In this post we look at the Lenskart Business Model.


A Fully Integrated Vision

At its core, Lenskart runs on a vertically integrated model — it designs, manufactures, distributes, and sells eyewear directly to consumers.

Traditional optical retailers depend on a chain of middlemen: designers, wholesalers, distributors, and store owners. Lenskart has chosen the harder route — controlling the entire process from frame design to final delivery.

This integration gives it tighter control over cost, speed, and quality. Its manufacturing facilities in Bhiwadi and Gurugram use robotics and automation to assemble millions of pairs of spectacles each year. Having a centralized production purportedly allows Lenskart to manufacture frames and lenses at costs below the industry average, while maintaining consistent quality across different price points.


The Omnichannel Play

Lenskart operates as an omnichannel retailer — meaning it sells through both digital and physical touchpoints that are fully connected.

Customers can browse frames on the website or mobile app, use augmented reality to try them virtually, and either order online or walk into a store to complete the purchase. They can even book a home eye test or try frames at home before deciding.

Behind this seamless experience is a logistics network that blends in-house management with outsourced execution. The company designs and oversees its fulfilment operations internally, using automation and centralized inventory, but the actual movement of goods — shipping, last-mile delivery, and reverse logistics — is carried out by third-party logistics partners operating under service-level agreements. This hybrid structure gives Lenskart flexibility and scale without owning a costly delivery fleet.
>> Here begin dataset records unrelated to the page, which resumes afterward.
PR #756, opened 2015-06-14
Move MDLC and TraceActivityId from Contrib

Xharze:
MDLC can only be used in .NET 4.5

### DIFF
--- a/src/NLog/LayoutRenderers/MdlcLayoutRenderer.cs
+++ b/src/NLog/LayoutRenderers/MdlcLayoutRenderer.cs
@@ -1,0 +1,66 @@
+// 
+// Copyright (c) 2004-2011 Jaroslaw Kowalski <jaak@jkowalski.net>
+// 
+// All rights reserved.
+// 
+// Redistribution and use in source and binary forms, with or without 
+// modification, are permitted provided that the following conditions 
+// are met:
+// 
+// * Redistributions of source code must retain the above copyright notice, 
+//   this list of conditions and the following disclaimer. 
+// 
+// * Redistributions in binary form must reproduce the above copyright notice,
+//   this list of conditions and the following disclaimer in the documentation
+//   and/or other materials provided with the distribution. 
+// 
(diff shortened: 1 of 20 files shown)


304NotModified:
Not sure if we should include this in 4.0.1 or 4.1

But if we choose for 4.1, then it's not possible to use it with NLog 4.0

Xharze:
Merged in 15af3148dfb32b22d00abc8c654a5ff1ea1306b3 on the 4.1 branch

BrutalCode:
@Xharze Why MDLC can only be used in .Net 4.5?

[CallContext.LogicalGetData] (https://msdn.microsoft.com/en-US/library/system.runtime.remoting.messaging.callcontext.logicalgetdata(v=vs.100).aspx) , [CallContext.LogicalSetData] (https://msdn.microsoft.com/en-us/library/system.runtime.remoting.messaging.callcontext.logicalsetdata(v=vs.100).aspx) , [ConcurrentDictionary<TKey, TValue>] (https://msdn.microsoft.com/en-US/library/Dd287191(v=vs.100).aspx) exist in .Net 4.0 also.

And there is no thing used for MDLC that only exist in .Net 4.5. Am I wrong?

304NotModified:
If it compiles for 4.0, then make a PR please.!

BrutalCode:
They are supported in .Net 4.0 according to MSDN. But not in lower version of .Net. 

OK I created a branch for this from my local master branch.

Also, I noticed that MDLC is supports only string vals.
https://github.com/NLog/NLog-Contrib/pull/7#issuecomment-136138373

So I want to add to support for object vals. OK?

304NotModified:
The object vales is already a ticket and we should not fix that now. (release to soon) .

BrutalCode:
But I am about to complete it :(

BrutalCode:
Here is my PR to support .Net 4.0
https://github.com/NLog/NLog/pull/884

PS: I discarded the object val changes.

PR #758, opened 2015-06-15
Correct obsolete text

### LINKED ISSUE #757: Incorrect overload reference in ObsoleteAttribute after upgrading from 3.2 to 4.0
Hi.
I've upgraded NLog nuget-package from v. 3.2 to 4.0. As a result, this method call:

    Logger.Error(ex.Message, ex)

generates a warning:

> NLog.Logger.Error(string, System.Exception)' is obsolete: 'Use Error(LogLevel level, Exception 
> exception, string message, params object[] args) method instead.

While the warning text is absurd itself (I can't imagine `Error(LogLevel.Information, ...)` call), there's no such overload, which accepts `LogLevel level` as a first argument.

Xharze:
The correct overload is Error(Exception exception, string message, params
object[] args)

closes #757

### DIFF
--- a/src/NLog/Logger1.cs
+++ b/src/NLog/Logger1.cs
@@ -1207,7 +1207,7 @@ namespace NLog
         /// </summary>
         /// <param name="message">A <see langword="string" /> to be written.</param>
         /// <param name="exception">An exception to be logged.</param>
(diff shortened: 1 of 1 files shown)


304NotModified:
This is the same as #751?

304NotModified:
yes it is, but changing the generated file (generated by logger.tt), wont help much ;)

Store Formats: CoCo, FoFo, and CoFo

A distinctive feature of Lenskart’s model is the variety of formats through which it operates its stores. Each format serves a different strategic purpose:

FoFo (Franchise Owned Franchise Operated)

  • Lenskart licenses its brand name and standard operating model to independent franchise partners.
  • The franchisee invests in:
    • Store setup (real estate, interiors, furniture, equipment)
    • Staff hiring and operations
  • Lenskart provides:
    • Brand identity and marketing
    • Supply of eyewear and lenses
    • IT systems, CRM tools, and POS software
    • Training for optometrists and sales staff

Revenue Structure for Lenskart under FoFo:

  • Lenskart sells products (frames, lenses, etc.) to the franchisee at a wholesale price.
  • Franchisee sells to customers at retail price.
  • Lenskart’s income = product margin + franchise fees (if applicable).
  • Franchisee earns the retail margin.

Why Lenskart uses FoFo:

  • Rapid store expansion with limited capital expenditure (asset-light growth).
  • Ideal for Tier-2, Tier-3, and Tier-4 cities where local entrepreneurs understand local markets better.
  • Maintains brand visibility across geographies with lower operational costs.

CoCo (Company Owned Company Operated)

  • These are flagship or company-managed stores directly owned by Lenskart.
  • The company invests in:
    • Real estate (lease/deposit)
    • Store design and fit-outs
    • Staffing and daily operations

Revenue Structure for Lenskart under CoCo:

  • Lenskart earns 100% of sales revenue and bears all costs.
  • Margins are higher, but so is capital commitment.

Why Lenskart uses CoCo:

  • To maintain full control over brand experience, quality, and customer service.
  • Usually located in prime metro or mall locations to act as brand anchors.
  • Useful for testing new store formats, technologies, and product lines before scaling through FoFo.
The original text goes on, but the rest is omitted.